0

We have an application that parses data from external sources and localizes it back, saving and resizing images as the final step of the process. Given the size of our processing [2 million images to date] we've been using Rackspace Files for hosting the data...

require('/var/libs/rackspace/cloudfiles.php');
$auth = new CF_Authentication('xxx', 'yyyy');
$auth->authenticate();
$conn = new CF_Connection($auth,true);
$container = $conn->get_container('some container');

foreach ($lotsofitems as $onitem){

    // check the record
    // save the image to disk with cURL
    // resize it into 4 more versions
    // post it to rackspace

    if(file_exists('/var/temp/'. $image_id . '_full'. $image_type)){
        $object = $container->create_object($image_id . '_full' . $image_type);
        $object->load_from_filename('/var/temp/'. $image_id . '_full' . $image_type);
        unlink('/var/temp/'. $image_id . '_full' . $image_type); // remove the temp save
    }

    if(file_exists('/var/temp/'. $image_id . '_big'. $image_type)){
        $object = $container->create_object($image_id . '_big' . $image_type);
        $object->load_from_filename('/var/temp/'. $image_id . '_big' . $image_type);
        unlink('/var/temp/'. $image_id . '_big' . $image_type); // remove the temp save
    }

    if(file_exists('/var/temp/'. $image_id . '_med'. $image_type)){
        $object = $container->create_object($image_id . '_med' . $image_type);
        $object->load_from_filename('/var/temp/'. $image_id . '_med' . $image_type);
        unlink('/var/temp/'. $image_id . '_med' . $image_type); // remove the temp save
    }

    // delete the original
    // repeat

}

After optimizing our parser, GD, etc, we've benchmarked the process and processing the image takes about 1 second but transferring the 5 image variations to Rackspace's is taking 2-5 seconds per item and at times spikes up to 10+.

  • get image: 1341964436
  • got image: 1341964436
  • resized image: 1341964437
  • clouded one image: 1341964446
  • clouded image: 1341964448
  • finished with image: 1341964448

Some additional points:

  1. Our processing servers are on Rackspace's cloud as well.
  2. There are 5 total image versions ranging from around 30kb to 2kb
  3. All images are saved to disk before the transfer and removed after
  4. Our containers [we use several overall but one per item] are CDN enabled

Does anyone have suggestions with bulk transfers to Rackspace?

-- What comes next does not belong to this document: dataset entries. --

PR #26250, opened 2023-06-15
Replace client-go with private fork.

marseel:
Our private fork contains fix to exponential backoff in client-go for informers, that
wasn't backported in k8s: https://github.com/kubernetes/kubernetes/pull/118132


go.mod
```diff
@@ -263,6 +263,10 @@ replace (
 
 	go.universe.tf/metallb => github.com/cilium/metallb v0.1.1-0.20220829170633-5d7dfb1129f7
 
+	// Using private fork of client-go.
+	// Contains fix for exponential backoff for informers.
+	k8s.io/client-go => github.com/cilium/client-go v0.0.0-20230606101523-be41a63db9a0
```
odinuge: Small nit; It seems like the fork is missing the tags, making it harder to understand what version this is based off. I assume that if you push the `client-go` tags this version would be more readable. 😄 

This is the branch for reference; https://github.com/cilium/client-go/commits/kubernetes-1.27.2-fix

go.mod
```diff
@@ -263,6 +263,10 @@ replace (
 
 	go.universe.tf/metallb => github.com/cilium/metallb v0.1.1-0.20220829170633-5d7dfb1129f7
 
+	// Using private fork of client-go.
```
odinuge: nit; I see that the other pins also use the term `private`, but I think it would make more sense to just say `our fork` - given the fork is public and open source 😄

odinuge (commented):
Some small nits. Otherwise, the new backoff seems very neat! Thanks

go.mod
marseel: yup, you were right. Done.

go.mod
marseel: thanks, done!

tklauser (approved):

aanm (approved):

Should we be reconnecting after a certain duration / number of requests? Optimizing our connection some other way? Or is it just about forking the processes and running a lot of calls.

Ted S
  • 327
  • 2
  • 13
  • What size are the images you're uploading? Could be that... I doubt it though. Have you spoken to Rackspace Support? Might be worth logging a ticket or using the Live Chat. – ajtrichards Jul 11 '12 at 21:19
  • The images are fairly small... under 50kb for the full size, a couple kb for the thumbs. Rackspace support had a few ideas but those are in place and we're still slower than we'd like... – Ted S Jul 12 '12 at 01:01

1 Answers1

1

Have you tried using CloudFuse? It allows you to mount Rackspace CloudFiles buckets as mounts.

I have used this and it's pretty good - they guy who made it works for Rackspace.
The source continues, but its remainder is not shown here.